Adel Mhanna, warga Kota Gaza, mengatakan kepada MEE bahwa Israel berupaya meruntuhkan hukum dan ketertiban di Gaza untuk membuka jalan bagi struktur pemerintahan baru yang tunduk pada kepentingannya.
“Bagian utara Gaza berada dalam kekacauan total dalam hal distribusi bantuan dan barang,” kata guru berusia 34 tahun itu.
“Pendudukan [Israel] telah menyebabkan kekacauan di antara warga kelaparan dan geng-geng yang menjarah sebagian besar bantuan,” tambahnya.
Menurut Mhanna, "Mereka sengaja mencegah masuknya bantuan ke Gaza dan menghambat kerja organisasi-organisasi PBB sehingga mereka akan menciptakan kekacauan total di sana yang memungkinkan mereka menerapkan bentuk pemerintahan baru di masa depan."
Laporan mengenai rencana agar suku Gaza menangani urusan sipil sementara Israel menduduki jalur militer muncul pada bulan Januari.
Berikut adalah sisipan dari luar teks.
PR #1285, opened 2019-03-01
Differentiate anonymous posts & source nouns from Rogue.

DFurnes:
### What does this PR do?
This pull request makes it easier to tell when a post is for an "anonymous" action (since previously, post owners would still see their name & staffers would see for all posts). It also sources `noun` from Rogue actions, since that's the source of truth!

For review, here are some posts I've made. From left to right – anonymous without a location (uploaded my local, so no Fastly magic), anonymous with location & a photo post with quantity:

screen shot 2019-03-01 at 4 45 42 pm

We don't yet expose a convenient way to pluralize the noun, so it's possible to end up with `1 things`. We can make a card to revisit this (and return a properly pluralized version of this on the `Post`).

Refs [Pivotal ID #164214415](https://www.pivotaltracker.com/story/show/164214415)

### Checklist

### DIFF
--- a/resources/assets/components/utilities/PostCard/PostCard.js
+++ b/resources/assets/components/utilities/PostCard/PostCard.js
@@ -1,4 +1,5 @@
 import React from 'react';
+import { get } from 'lodash';
 import gql from 'graphql-tag';
 import { propType } from 'graphql-anywhere';
 
@@ -36,8 +37,8 @@ export const postCardFragment = gql`
 const PostCard = ({ post }) => {
   // For anonymous posts, label with state if available. Otherwise, the user's first name.
   const authorLabel = post.actionDetails.anonymous
-    ? post.location || 'Anonymous'
-    : post.user.firstName || 'A Doer';
+    ? get(post, 'location', 'Anonymous')
+    : get(post, 'user.firstName', 'A Doer');
 
   const reactionElement = isAuthenticated() ? (
     <ReactionButton post={post} />
--- a/resources/assets/components/utilities/PostCard/PostCard.js
+++ b/resources/assets/components/utilities/PostCard/PostCard.js
@@ -38,7 +38,7 @@ const PostCard = ({ post }) => {
   // If this post is for an anonymous action, label it with the state (if available).
   // For non-anonymous posts (default), label with the user's first name.
   const authorLabel = post.actionDetails.anonymous
-    ? get(post, 'location', 'Anonymous')
+    ? post.location || 'Anonymous'
     : get(post, 'user.firstName', 'A Doer');
 
   const reactionElement = isAuthenticated() ? (
--- a/resources/assets/components/utilities/PostCard/PostCard.js
+++ b/resources/assets/components/utilities/PostCard/PostCard.js
@@ -21,6 +21,11 @@ export const postCardFragment = gql`
     tags
     quantity
     location(format: HUMAN_FORMAT)
+    signupId
+
+    actionDetails {
+      anonymous
+    }
 
     user {
       firstName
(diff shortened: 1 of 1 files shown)


resources/assets/components/utilities/PostCard/PostCard.js
```diff
@@ -21,18 +20,24 @@ export const postCardFragment = gql`
...
-const PostCard = ({ post, noun }) => {
-  // If this post isn't anonymous, show first name. Otherwise, state or fallback to "A Doer".
-  const displayName = post.user
-    ? post.user.firstName
-    : post.location || 'A Doer';
+const PostCard = ({ post }) => {
+  // For anonymous posts, label with state if available. Otherwise, the user's first name.
+  const authorLabel = post.actionDetails.anonymous
+    ? post.location || 'Anonymous'
+    : post.user.firstName || 'A Doer';
```
mendelB: LMK if this is just a ridiculous edge case, but could we potentially have an issue with `post.user.firstname` if the user is deleted or missing? (or do we delete all user's posts when deleting the user?)

DFurnes: You're right, we should probably use `get()` here! I (think?) our process for deleting users is to anonymize the user's profile, signups, posts, etc. but leave the actual records intact for auditing & maintaining overall data integrity.

DFurnes: Updated in 171b6e5! This also gives us a good fallback if Northstar was temporarily offline, so the rest of the gallery could continue to function!

resources/assets/components/utilities/PostCard/PostCard.js
```diff
@@ -21,18 +21,24 @@ export const postCardFragment = gql`
...
   }
 `;
 
-const PostCard = ({ post, noun }) => {
-  // If this post isn't anonymous, show first name. Otherwise, state or fallback to "A Doer".
-  const displayName = post.user
-    ? post.user.firstName
-    : post.location || 'A Doer';
+const PostCard = ({ post }) => {
+  // For anonymous posts, label with state if available. Otherwise, the user's first name.
```
weerd: This comment reads a little funky, maybe rephrase to "Otherwise if not anonymous, use the user's first name or a default."

weerd: I was reading it as it would use the user's first name if the state wasn't available. Granted there's a period there, but still took me a little to realize what you meant 🤔

DFurnes: Yeah haha, I was hoping to squeeze it into one line. 😂 Reworded in 0bb5956.

resources/assets/components/utilities/PostCard/PostCard.js
```diff
@@ -21,25 +21,32 @@ export const postCardFragment = gql`
...
 `;
 
-const PostCard = ({ post, noun }) => {
-  // If this post isn't anonymous, show first name. Otherwise, state or fallback to "A Doer".
-  const displayName = post.user
-    ? post.user.firstName
-    : post.location || 'A Doer';
+const PostCard = ({ post }) => {
+  // If this post is for an anonymous action, label it with the state (if available).
+  // For non-anonymous posts (default), label with the user's first name.
```
weerd: 👌

DFurnes:
Added one last little fix in 68d1bd6. I had hoped to use [`get`](https://lodash.com/docs/4.17.11#get) for both `location` and `user.firstName` (for consistency), but forgot that `get` only triggers the fallback on `undefined`!

PR #1287, opened 2019-03-04
Text Submission Action Updates

mendelB:
### What does this PR do?

This PR updates the `TextSubmissionAction` in a couple of ways:
- new `informationTitle` and `informationContent` fields for displaying an optional 'Information block'
- updated footnotes. replacing current footnote with `500 character limit` messaging, and moving the 'disclaimer' footnote to the bottom of the action.

This is in the spirit of the new design for Text actions, specifically towards supporting the new 'Story' mocks, and generally to support the increased character limit, and parity with the Photo and Petition Action's information blocks.

I did not add the styling to have the information block appear to the side of the action on larger screens in the spirit of the Petition block as well, pending the Story Page.

❓ I did want to confirm the approach here to follow up on our [Slack discussion](https://dosomething.slack.com/archives/C2BPA7M8F/p1551715898025000?thread_ts=1551711619.018700&cid=C2BPA7M8F):
Actions have a disclaimer footnote within the action block, which will hopefully soon be dynamic based on the Action details. They'll additionally have the optional editor-editable Information Block for added context. 
Am I understanding this correctly? And do we want to implement this approach for Photo and Petition actions?

**Before**
image

**After**
image

**With Information Content**
image

Refs [Pivotal ID #164287413](https://www.pivotaltracker.com/story/show/164287413)
[Mocks](https://share.goabstract.com/e49949de-48f3-4772-8523-91c3fce110f1)
### Checklist

### DIFF
--- a/contentful/content-types/textSubmissionAction.js
+++ b/contentful/content-types/textSubmissionAction.js
@@ -80,6 +80,26 @@ module.exports = function(migration) {
     .omitted(false);
 
   textSubmissionAction
+    .createField('informationTitle')
+    .name('Information Title')
+    .type('Symbol')
+    .localized(true)
+    .required(false)
+    .validations([])
+    .disabled(false)
+    .omitted(false);
+
+  textSubmissionAction
+    .createField('informationContent')
+    .name('Information Content')
+    .type('Text')
+    .localized(true)
+    .required(false)
+    .validations([])
+    .disabled(false)
+    .omitted(false);
+
+  textSubmissionAction
     .createField('affirmationContent')
     .name('Affirmation Content')
     .type('Text')
@@ -120,6 +140,16 @@ module.exports = function(migration) {
         'The placeholder for the "text" field, providing an example of what a text submission should look like.',
     },
   );
+
+  textSubmissionAction.changeEditorInterface('informationTitle', 'singleLine', {
+    helpText:
+      'Title to display for the information block (defaults to "More Info").',
+  });
+
+  textSubmissionAction.changeEditorInterface('informationContent', 'markdown', {
+    helpText:
+      'Content to display for the information block (this block will be hidden by default unless content is provided).',
+  });
 
   textSubmissionAction.changeEditorInterface('buttonText', 'singleLine', {});
 
--- a/app/Entities/TextSubmissionAction.php
+++ b/app/Entities/TextSubmissionAction.php
@@ -22,6 +22,8 @@ class TextSubmissionAction extends Entity implements JsonSerializable
                 'textFieldLabel' => $this->textFieldLabel,
                 'textFieldPlaceholder' => $this->textFieldPlaceholder,
                 'buttonText' => $this->buttonText,
+                'informationTitle' => $this->informationTitle,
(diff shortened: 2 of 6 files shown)


weerd:
So I think we also want a `disclaimer` field on the content type.

I think this whole bit of text in screenshot below, makes sense to be able to customize:
image

If the editor leaves the field empty, then we can use the action type to infer something. 

My worry it that in the scenario you presented in the screenshot:
image

A user might read the part about it being in the public gallery and entirely stop there. Not continue to then read in the more info block about how it'll be anonymous.

So in that regard, I feel the More Info is context on an action, but disclaimer is all the legal language and shouldn't separate them between the two.

mendelB:
> My worry it that in the scenario you presented in the screenshot:
> image
> 
> A user might read the part about it being in the public gallery and entirely stop there. Not continue to then read in the more info block about how it'll be anonymous.

Lolll yes, this was a _terrible_ example to illustrate how the flow should look! The disclaimer text, in this case, should be the 'anonymous' messaging, and the More Info bar might just give some context re the map.

That being said though:

> So in that regard, I feel the More Info is context on an action (optional to use by editor), but disclaimer is all the legal language and shouldn't separate them between the two (can be overridden to be more specific to legal text for the action or defaults to something based on the action type) but is not optional whether we show it or not.

^ I feel like this could be a nice compromise to [@DFurnes and @ngjo points](https://dosomething.slack.com/archives/C2BPA7M8F/p1551722944046300?thread_ts=1551711619.018700&cid=C2BPA7M8F) re this not being edited often and the importance of having the correct legal messaging. This way, we always have the disclaimer tailored to the action, but, if necessary, have a formal way to override? (We can be very clear in the helper text regarding the purpose and importance of this `disclaimer` field).

contentful/content-types/textSubmissionAction.js
```diff
@@ -121,6 +141,16 @@ module.exports = function(migration) {
     },
   );
 
+  textSubmissionAction.changeEditorInterface('informationTitle', 'singleLine', {
```
DFurnes: Do we have a good example where "More Info" wouldn't work? I'm having a hard time thinking of one.

mendelB: Hmm, that's a good point! A query on our `master` environment against all `photoSubmissionAction`s shows that none of the entries have this field filled out. I can definitely understand if we want to remove this customization ability.

mendelB: @weerd do you have more context on why we'd need this field to be customizable back from the PSA work?

weerd: We did when we implemented it; I had defaulted it to "more info" but definitely was something that was desired to be customize-able. If it's something not used as much, it might just be in how that our resource docs for using this aren't super clear.

 This is meant to be an informative section that editors can provide context to things as they would prefer, so I don't really see it being a bad thing to have editable.

mendelB: Gotcha, ok, so I'll merge this in with the field! (We giveth, and we can always taketh away if need be 😀)

PR #1289, opened 2019-03-04
Add "top-level" block route for previewing & testing.

DFurnes:
### What does this PR do?

This adds a new top-level `/us/blocks/:id` route that fetches & renders a given block with `ContentfulEntryLoader`. It's intended as a handy way to test a particular block in isolation during development & could also be used to link directly to blocks for the "preview" button.

Here's an example with my fav campaign update block. I've also tested that this [does not break the old `campaigns/:slug/blocks/:id` route](https://user-images.githubusercontent.com/583202/53767523-15094b00-3ea4-11e9-83d8-e9f80865790b.png) (although I'm not sure that's even still in use).

screen shot 2019-03-04 at 5 35 40 pm

I whipped this up while working on the new Post Gallery block, since I needed an easy place to test it out while putting things together (and didn't want to mess with other folks by adding it to a page that we all use).

N/A

### Checklist


resources/assets/components/pages/BlockPage/index.js
```diff
@@ -1 +1 @@
-export default from './BlockPageContainer';
+export default from './BlockPage';
```
weerd: Do we want to just _not_ use the whole `index.js` file here and import the component directly `..../BlockPage/BlockPage`?

DFurnes: We do. I'd just kept this since it already existed.

weerd:
> Here's an example with my fav campaign update block.

This block is definitely not used nearly as much as it should be!

resources/assets/components/pages/BlockPage/index.js
weerd: Oh haha, I misread the import. 😖 Cleanup task then :)

mendelB:
Wait, this is like waaaaaay cool! My mind is spinning.
image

TRT World melaporkan bahwa menurut lembaga penyiaran publik Israel KAN, tentara Israel telah menyusun rencana untuk membagi Gaza "menjadi beberapa wilayah dan sub-wilayah, dengan Israel berkomunikasi secara terpisah dengan masing-masing kelompok untuk berbagai hal termasuk distribusi bantuan kemanusiaan."
KAN melaporkan bahwa rencana tersebut juga dapat meluas ke Tepi Barat yang diduduki dan merekomendasikan pembagian wilayah menjadi “emirat” dengan Israel yang tetap memegang kendali keamanan tunggal.